PR #1126, opened 2023-04-10
Add babywealthyclub-multi strategy

claibornej:
Fixes # .
add babywealthyclub-multi strategy

image

### DIFF
--- a/src/strategies/babywealthyclub-multi/index.ts
+++ b/src/strategies/babywealthyclub-multi/index.ts
@@ -1,0 +1,56 @@
+import { getProvider, getSnapshots } from '../../utils';
+import strategies from '..';
+
+export const author = 'claibornej';
+export const version = '0.1.0';
+
+export async function strategy(
+  space,
+  network,
+  provider,
+  addresses,
+  options,
+  snapshot
+) {
+  const promises: any = [];
+  const blocks = await getSnapshots(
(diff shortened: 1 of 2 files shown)


src/strategies/babywealthyclub-multi/index.ts
```diff
@@ -0,0 +1,56 @@
...
+
+  const results = await Promise.all(promises);
+  const resp = results.reduce((finalResults: any, strategyResult: any) => {
+    for (const [address, value] of Object.entries(strategyResult)) {
+      if (!finalResults[address]) {
+        finalResults[address] = 0;
+      }
+      finalResults[address] += value;
+    }
+    return finalResults;
```
ChaituVR, line 52: Hi @claibornej I think you can use multiple strategies in your space than a separate strategy, the result of multiple strategies will be sum of them

ChaituVR (changes requested):

src/strategies/babywealthyclub-multi/index.ts
claibornej: I need to query the nft quantity of multiple chains

ChaituVR: @claibornej You can do same from your space settings, you can select different network for different strategy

——

Quote the listing in full, please, keeping every line exact.

[TASK ANSWER]
PR #1126, opened 2023-04-10
Add babywealthyclub-multi strategy

claibornej:
Fixes # .
add babywealthyclub-multi strategy

image

### DIFF
--- a/src/strategies/babywealthyclub-multi/index.ts
+++ b/src/strategies/babywealthyclub-multi/index.ts
@@ -1,0 +1,56 @@
+import { getProvider, getSnapshots } from '../../utils';
+import strategies from '..';
+
+export const author = 'claibornej';
+export const version = '0.1.0';
+
+export async function strategy(
+  space,
+  network,
+  provider,
+  addresses,
+  options,
+  snapshot
+) {
+  const promises: any = [];
+  const blocks = await getSnapshots(
(diff shortened: 1 of 2 files shown)


src/strategies/babywealthyclub-multi/index.ts
```diff
@@ -0,0 +1,56 @@
...
+
+  const results = await Promise.all(promises);
+  const resp = results.reduce((finalResults: any, strategyResult: any) => {
+    for (const [address, value] of Object.entries(strategyResult)) {
+      if (!finalResults[address]) {
+        finalResults[address] = 0;
+      }
+      finalResults[address] += value;
+    }
+    return finalResults;
```
ChaituVR, line 52: Hi @claibornej I think you can use multiple strategies in your space than a separate strategy, the result of multiple strategies will be sum of them

ChaituVR (changes requested):

src/strategies/babywealthyclub-multi/index.ts
claibornej: I need to query the nft quantity of multiple chains

ChaituVR: @claibornej You can do same from your space settings, you can select different network for different strategy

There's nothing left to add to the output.